In den Mainstream-Medien wurde über die vielleicht wichtigste klimabezogene Nachricht des vergangenen Jahres kaum berichtet: Es ist wahrscheinlich, dass im Jahr 2025 weniger Menschen als jemals zuvor in der Geschichte, für die es verlässliche Daten gibt, aufgrund extremer Wetterereignisse und Temperaturen ums Leben gekommen sind. Ich habe kein einziges Mainstream-Medium gesehen oder gehört, das über diese Tatsache berichtet und die gute Nachricht gefeiert hat, aber es ist wahr.

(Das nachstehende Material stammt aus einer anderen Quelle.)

PR #6445, opened 2026-06-08
Update GeyserSession.java

orangecopres-spec-2:


eclipseisoffline:
Hey and thanks for your PR!

When editing files using Git or on GitHub, you should just edit the stuff you want to change and keep everything else the same. There's no need to remove unchanged content - Git/GitHub will compute the diff automatically.

For now I'll close this PR - you can open a new one with a proper diff.

orangecopres-spec-2:
but I only edited GeyserSession.java and nithung else

orangecopres-spec-2:
*nothing

eclipseisoffline:
You removed all unchanged methods and replaced them with a comment saying they remain unchanged, this is however not how version control systems work.

You should keep all the unchanged code in, just don't touch it and it'll work.

orangecopres-spec-2:
What code did I change that I was not supposed to

SleepyPopp:
You basically terminated the entire file.

PR #6451, opened 2026-06-12
Fix: proper translation for ClientboundTeleportEntityPacket, vehicle dismounting issues.

oryxel1:
Accidently yeeted #5772, so new PR :D


onebeastchris (commented):
Thanks! Did you test if the teleport-while-on-mount packet still dismounts the player? Or is that avoided when interpolating?

oryxel1:
> Thanks! Did you test if the teleport-while-on-mount packet still dismounts the player? Or is that avoided when interpolating?

idk what teleport-while-on-mount packet is but if y ou mean teleporting the vehicle when the player is mounted then it should works fine.

PR #6459, opened 2026-06-18
Automate the Minecraft version in the Fabric and NeoForge mod metadata

darkcupid412:
The supported Minecraft version was previously hardcoded in the Fabric, NeoForge, and gametest mod metadata. This change derives the current major.minor version and the next minor version from the shared version catalog during processResources, and uses those values to populate the metadata templates automatically.


onebeastchris (approved):
Thanks!

PR #6461, opened 2026-06-18
Don't send swing packets to the server while in spectator mode

darkcupid412:
Matches 26.2 (MC-307272): a spectator's left-clicks are no longer sent to the server.
Tested on vanilla 26.2 with a Bedrock client: 0 swings were sent across 67 spectator clicks. Normal swings remain unaffected in other gamemodes.


Novampr (approved):

onebeastchris (approved):
Thanks! FWIW - the spectator left click functionality is separate, see <https://mcsrc.dev/1/26.2/net/minecraft/client/Minecraft#L1664-1671> - but we also shouldn't send a swing packet, so this PR looks good to me

PR #6462, opened 2026-06-18
Fix: ignore head rotation packet while on vehicle.

oryxel1:
This fixes the player being dismounted if the head is rotated.


Novampr:
Crazy question, what happens if we rotate the vehicle here? Surely that also rotates the player here.

oryxel1:
> Crazy question, what happens if we rotate the vehicle here? Surely that also rotates the player here.

nah I tried that, it just rotate the vehicle xD

Novampr:
Alright I'm happy with this then, better than the current behaviour.

Novampr (approved):

PR #6469, opened 2026-06-20
Removed old Rabbit model from GeyserIntegratedPack

BigPhobos:
GeyserIntegratedPack still contained the old Rabbit model. Fixed by bumping "min_engine_version" to 1.26.10 and removing unnecessary files.

-Bumped pack version to 1.1.2
-Bumped "min_engine_version" to 1.26.10
-Removed entity/rabbit.entity.json
-Removed render_controllers/rabbit.render_controllers.json
-Removed textures/geyser/entity/rabbit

Roger Pielke Jr., Ph.D., schreibt in seinem aufschlussreichen Substack „The Honest Broker”:

Nach Angaben des Zentrums für Forschung zur Epidemiologie von Katastrophen (CRED) an der Université Catholique de Louvain in Belgien (via Our World in Data) gab es bis Oktober 2025 weltweit etwa 4.500 Todesfälle im Zusammenhang mit extremen Wetterereignissen. Tragischerweise kam es in den letzten beiden Monaten des Jahres 2025 zu hohen Verlusten an Menschenleben im Zusammenhang mit Überschwemmungen in Süd- und Südostasien, die mit den Zyklonen Senyar und Ditwah in Verbindung standen.

Die endgültigen Opferzahlen liegen zwar noch nicht vor, aber Berichten zufolge kamen in den letzten beiden Monaten des Jahres möglicherweise 1.600 Menschen bei diesen und mehreren anderen Ereignissen ums Leben.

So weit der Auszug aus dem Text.